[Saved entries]
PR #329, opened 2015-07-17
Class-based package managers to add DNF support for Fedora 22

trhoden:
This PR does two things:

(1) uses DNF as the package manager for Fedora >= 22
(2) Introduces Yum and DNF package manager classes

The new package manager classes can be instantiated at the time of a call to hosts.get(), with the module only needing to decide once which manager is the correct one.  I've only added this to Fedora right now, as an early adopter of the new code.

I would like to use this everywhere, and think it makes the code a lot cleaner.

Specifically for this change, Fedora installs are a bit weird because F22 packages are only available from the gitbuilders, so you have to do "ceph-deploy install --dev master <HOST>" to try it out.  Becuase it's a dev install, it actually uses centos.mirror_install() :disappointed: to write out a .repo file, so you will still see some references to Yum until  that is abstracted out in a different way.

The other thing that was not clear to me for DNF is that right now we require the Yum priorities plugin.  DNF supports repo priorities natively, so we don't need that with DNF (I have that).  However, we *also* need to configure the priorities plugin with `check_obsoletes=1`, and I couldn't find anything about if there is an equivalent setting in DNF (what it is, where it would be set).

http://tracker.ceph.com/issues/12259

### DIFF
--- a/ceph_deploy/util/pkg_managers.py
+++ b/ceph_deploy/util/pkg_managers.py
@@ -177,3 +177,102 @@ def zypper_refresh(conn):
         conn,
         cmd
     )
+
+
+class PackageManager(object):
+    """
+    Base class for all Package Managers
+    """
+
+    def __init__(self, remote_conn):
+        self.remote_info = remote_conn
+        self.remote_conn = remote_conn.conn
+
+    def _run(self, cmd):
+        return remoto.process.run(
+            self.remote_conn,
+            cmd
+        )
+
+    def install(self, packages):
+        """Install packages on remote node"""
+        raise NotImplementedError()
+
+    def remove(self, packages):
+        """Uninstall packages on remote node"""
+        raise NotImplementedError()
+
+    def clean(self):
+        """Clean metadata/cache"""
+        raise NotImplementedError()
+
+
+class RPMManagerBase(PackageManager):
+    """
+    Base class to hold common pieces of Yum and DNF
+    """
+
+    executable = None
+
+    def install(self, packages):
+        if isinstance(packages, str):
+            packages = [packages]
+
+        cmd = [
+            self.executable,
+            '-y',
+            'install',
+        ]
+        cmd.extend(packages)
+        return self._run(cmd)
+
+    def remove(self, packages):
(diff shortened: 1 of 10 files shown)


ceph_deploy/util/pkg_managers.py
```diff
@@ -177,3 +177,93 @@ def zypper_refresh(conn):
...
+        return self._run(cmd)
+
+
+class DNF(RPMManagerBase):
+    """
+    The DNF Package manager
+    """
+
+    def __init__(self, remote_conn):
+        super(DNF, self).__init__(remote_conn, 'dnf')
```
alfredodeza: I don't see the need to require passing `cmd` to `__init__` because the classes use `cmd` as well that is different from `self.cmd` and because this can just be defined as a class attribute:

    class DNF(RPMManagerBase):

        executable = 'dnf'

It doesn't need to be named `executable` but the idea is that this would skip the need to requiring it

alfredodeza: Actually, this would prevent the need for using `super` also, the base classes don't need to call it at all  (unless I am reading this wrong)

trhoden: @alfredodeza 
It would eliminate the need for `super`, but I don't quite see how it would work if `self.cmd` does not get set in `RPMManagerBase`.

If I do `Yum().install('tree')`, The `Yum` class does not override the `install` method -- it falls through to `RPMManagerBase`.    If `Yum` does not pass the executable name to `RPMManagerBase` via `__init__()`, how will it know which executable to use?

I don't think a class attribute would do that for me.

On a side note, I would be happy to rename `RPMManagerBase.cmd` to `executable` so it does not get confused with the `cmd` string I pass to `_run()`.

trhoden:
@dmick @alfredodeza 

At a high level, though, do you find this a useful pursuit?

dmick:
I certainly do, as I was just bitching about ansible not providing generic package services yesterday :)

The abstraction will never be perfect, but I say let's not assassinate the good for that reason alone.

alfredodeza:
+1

▶ **What to do**:
Working from the records above, write out verbatim only the lines from the line containing "(1) uses DNF" through the line containing "(2) Introduces Yum".

▶ **Response to this task**:
(1) uses DNF as the package manager for Fedora >= 22
(2) Introduces Yum and DNF package manager classes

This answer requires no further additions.